%%

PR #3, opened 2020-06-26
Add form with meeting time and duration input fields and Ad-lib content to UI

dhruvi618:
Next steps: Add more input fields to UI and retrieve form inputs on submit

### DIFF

%%
%%

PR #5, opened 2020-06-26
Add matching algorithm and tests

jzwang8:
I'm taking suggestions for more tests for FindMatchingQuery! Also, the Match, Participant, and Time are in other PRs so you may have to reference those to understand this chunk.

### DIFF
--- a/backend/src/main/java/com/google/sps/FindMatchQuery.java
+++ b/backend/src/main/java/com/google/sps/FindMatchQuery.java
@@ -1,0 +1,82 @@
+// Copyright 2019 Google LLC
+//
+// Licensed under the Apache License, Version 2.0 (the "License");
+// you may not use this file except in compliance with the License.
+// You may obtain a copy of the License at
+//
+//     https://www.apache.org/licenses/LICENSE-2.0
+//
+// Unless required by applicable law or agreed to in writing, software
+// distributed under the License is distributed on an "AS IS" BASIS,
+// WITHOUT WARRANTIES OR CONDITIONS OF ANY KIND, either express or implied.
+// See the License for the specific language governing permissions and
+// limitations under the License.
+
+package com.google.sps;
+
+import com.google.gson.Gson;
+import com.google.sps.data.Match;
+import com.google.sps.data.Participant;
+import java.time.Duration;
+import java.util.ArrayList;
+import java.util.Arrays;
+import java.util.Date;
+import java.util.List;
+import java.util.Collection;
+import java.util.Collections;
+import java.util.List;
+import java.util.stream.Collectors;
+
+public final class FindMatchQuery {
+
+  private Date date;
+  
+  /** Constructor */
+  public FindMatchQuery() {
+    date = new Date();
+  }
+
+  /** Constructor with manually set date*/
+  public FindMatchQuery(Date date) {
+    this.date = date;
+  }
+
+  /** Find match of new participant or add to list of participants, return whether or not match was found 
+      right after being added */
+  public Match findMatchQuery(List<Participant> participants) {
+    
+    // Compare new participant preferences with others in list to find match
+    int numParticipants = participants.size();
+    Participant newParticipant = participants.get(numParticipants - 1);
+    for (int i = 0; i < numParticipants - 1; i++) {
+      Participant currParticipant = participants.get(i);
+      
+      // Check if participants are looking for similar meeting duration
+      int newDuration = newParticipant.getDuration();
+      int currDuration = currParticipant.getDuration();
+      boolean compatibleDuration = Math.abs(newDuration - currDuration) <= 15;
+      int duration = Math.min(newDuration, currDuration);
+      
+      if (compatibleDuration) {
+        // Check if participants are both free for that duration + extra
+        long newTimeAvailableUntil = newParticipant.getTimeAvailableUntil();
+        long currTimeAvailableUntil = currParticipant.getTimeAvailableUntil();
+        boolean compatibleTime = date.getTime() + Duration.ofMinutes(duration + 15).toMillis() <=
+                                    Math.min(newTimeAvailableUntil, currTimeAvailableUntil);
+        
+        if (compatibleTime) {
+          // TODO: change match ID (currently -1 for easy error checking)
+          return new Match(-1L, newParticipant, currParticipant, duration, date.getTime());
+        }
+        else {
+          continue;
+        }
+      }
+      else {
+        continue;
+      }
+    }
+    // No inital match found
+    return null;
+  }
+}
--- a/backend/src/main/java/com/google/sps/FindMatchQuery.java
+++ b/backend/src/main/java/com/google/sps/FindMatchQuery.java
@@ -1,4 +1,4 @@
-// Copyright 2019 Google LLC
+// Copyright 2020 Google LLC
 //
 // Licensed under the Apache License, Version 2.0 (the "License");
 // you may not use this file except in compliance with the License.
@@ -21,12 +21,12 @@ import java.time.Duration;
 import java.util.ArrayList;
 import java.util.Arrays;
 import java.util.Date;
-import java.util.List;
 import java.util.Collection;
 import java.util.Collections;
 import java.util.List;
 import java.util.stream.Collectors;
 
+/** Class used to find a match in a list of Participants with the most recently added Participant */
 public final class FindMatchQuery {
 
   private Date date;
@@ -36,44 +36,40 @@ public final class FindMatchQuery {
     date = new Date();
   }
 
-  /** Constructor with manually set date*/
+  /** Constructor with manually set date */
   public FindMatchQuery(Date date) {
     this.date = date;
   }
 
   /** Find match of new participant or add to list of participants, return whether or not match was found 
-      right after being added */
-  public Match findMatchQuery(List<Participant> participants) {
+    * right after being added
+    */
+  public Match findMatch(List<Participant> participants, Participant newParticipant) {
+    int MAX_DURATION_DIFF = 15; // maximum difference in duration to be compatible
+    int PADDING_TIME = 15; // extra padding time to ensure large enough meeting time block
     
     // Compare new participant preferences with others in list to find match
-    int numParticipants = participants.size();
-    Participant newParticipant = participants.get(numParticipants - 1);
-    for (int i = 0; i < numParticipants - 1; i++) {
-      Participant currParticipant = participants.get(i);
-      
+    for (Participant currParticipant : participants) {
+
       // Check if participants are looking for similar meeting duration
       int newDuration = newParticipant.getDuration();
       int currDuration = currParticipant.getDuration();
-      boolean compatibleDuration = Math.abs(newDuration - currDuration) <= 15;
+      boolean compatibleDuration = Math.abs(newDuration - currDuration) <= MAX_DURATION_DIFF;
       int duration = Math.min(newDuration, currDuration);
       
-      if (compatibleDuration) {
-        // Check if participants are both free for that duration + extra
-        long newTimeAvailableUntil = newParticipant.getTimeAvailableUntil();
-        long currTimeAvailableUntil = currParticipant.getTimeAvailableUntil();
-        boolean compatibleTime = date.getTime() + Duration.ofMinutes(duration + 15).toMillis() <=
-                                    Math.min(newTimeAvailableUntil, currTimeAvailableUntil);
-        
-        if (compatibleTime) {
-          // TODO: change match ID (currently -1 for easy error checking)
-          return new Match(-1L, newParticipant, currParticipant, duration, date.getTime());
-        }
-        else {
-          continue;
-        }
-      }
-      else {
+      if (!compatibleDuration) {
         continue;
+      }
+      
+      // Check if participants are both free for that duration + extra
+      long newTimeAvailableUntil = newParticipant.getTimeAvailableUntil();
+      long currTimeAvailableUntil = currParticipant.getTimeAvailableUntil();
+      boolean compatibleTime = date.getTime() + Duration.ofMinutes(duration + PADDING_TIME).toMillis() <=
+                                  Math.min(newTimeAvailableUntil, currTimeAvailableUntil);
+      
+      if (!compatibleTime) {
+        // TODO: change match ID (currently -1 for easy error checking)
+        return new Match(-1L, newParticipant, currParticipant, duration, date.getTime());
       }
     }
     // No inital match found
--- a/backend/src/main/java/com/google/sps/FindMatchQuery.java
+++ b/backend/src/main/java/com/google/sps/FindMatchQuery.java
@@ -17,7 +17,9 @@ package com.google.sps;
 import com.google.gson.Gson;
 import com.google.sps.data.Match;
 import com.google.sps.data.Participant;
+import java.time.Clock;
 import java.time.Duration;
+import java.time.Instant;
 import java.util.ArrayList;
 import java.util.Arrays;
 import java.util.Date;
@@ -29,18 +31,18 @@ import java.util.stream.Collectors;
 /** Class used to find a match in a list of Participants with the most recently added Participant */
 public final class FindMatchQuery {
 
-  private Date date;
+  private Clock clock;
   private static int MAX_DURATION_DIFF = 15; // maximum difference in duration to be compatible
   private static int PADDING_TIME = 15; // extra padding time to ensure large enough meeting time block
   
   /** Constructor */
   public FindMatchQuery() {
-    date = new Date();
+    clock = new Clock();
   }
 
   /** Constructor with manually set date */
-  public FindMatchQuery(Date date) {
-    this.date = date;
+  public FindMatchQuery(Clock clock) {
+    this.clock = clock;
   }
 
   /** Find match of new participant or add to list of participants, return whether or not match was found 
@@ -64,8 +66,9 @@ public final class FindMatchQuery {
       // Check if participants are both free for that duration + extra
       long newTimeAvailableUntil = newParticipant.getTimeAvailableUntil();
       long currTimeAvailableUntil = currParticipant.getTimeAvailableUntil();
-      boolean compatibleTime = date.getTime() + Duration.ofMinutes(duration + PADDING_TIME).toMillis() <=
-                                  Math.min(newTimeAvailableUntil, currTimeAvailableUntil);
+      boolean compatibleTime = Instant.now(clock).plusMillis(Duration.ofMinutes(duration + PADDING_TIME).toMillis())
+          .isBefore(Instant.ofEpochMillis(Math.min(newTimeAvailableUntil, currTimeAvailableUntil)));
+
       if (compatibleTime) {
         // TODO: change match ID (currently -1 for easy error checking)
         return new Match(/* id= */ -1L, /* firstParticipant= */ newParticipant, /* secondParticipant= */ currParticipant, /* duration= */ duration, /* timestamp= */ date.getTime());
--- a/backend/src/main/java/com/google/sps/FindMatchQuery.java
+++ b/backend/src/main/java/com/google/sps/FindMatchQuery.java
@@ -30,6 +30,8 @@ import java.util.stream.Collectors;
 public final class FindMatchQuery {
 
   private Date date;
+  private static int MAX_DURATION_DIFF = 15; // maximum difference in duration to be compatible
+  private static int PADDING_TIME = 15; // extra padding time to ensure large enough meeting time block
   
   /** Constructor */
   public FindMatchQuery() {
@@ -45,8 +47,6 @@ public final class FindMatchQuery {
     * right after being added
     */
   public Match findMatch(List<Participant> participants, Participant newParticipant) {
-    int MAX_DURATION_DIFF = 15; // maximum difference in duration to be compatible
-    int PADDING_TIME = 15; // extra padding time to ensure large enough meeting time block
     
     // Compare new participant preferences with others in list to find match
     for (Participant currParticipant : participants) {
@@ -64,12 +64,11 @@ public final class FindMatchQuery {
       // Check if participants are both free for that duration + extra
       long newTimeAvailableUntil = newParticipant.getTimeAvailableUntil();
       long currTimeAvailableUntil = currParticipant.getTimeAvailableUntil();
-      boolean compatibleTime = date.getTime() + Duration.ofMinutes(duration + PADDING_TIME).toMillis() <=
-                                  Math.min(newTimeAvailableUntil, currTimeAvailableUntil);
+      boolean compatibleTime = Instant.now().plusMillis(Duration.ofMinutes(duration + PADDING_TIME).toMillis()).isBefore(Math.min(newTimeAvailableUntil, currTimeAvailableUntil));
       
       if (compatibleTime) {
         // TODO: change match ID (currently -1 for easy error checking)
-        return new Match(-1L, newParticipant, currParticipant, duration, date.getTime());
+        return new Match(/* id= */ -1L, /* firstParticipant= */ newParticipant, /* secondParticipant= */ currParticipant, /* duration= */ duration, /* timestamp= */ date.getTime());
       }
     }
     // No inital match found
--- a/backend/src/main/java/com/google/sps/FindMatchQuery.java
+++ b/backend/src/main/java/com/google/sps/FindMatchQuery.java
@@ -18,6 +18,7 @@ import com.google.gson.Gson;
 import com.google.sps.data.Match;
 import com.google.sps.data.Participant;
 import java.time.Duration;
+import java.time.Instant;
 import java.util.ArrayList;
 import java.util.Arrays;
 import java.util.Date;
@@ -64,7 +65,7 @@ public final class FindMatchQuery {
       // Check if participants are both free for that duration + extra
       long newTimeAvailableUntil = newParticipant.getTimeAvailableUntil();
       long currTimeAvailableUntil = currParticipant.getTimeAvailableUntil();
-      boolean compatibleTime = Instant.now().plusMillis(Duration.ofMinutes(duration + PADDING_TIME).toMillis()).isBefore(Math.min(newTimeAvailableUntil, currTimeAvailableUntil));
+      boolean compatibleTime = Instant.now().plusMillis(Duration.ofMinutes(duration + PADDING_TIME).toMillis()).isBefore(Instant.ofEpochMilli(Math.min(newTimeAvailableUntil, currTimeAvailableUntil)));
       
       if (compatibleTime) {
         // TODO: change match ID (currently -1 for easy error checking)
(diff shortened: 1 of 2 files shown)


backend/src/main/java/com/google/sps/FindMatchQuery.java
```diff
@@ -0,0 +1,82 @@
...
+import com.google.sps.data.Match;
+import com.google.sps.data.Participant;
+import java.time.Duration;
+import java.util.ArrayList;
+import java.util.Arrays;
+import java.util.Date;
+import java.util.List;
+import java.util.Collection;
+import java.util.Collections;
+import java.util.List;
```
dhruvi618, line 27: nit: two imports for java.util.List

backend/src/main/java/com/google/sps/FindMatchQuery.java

%%

Exercise brief – Extract all lines of the records above that include "Gson".

Response for this exercise –
+import com.google.gson.Gson;
 import com.google.gson.Gson;
@@ -18,6 +18,7 @@ import com.google.gson.Gson;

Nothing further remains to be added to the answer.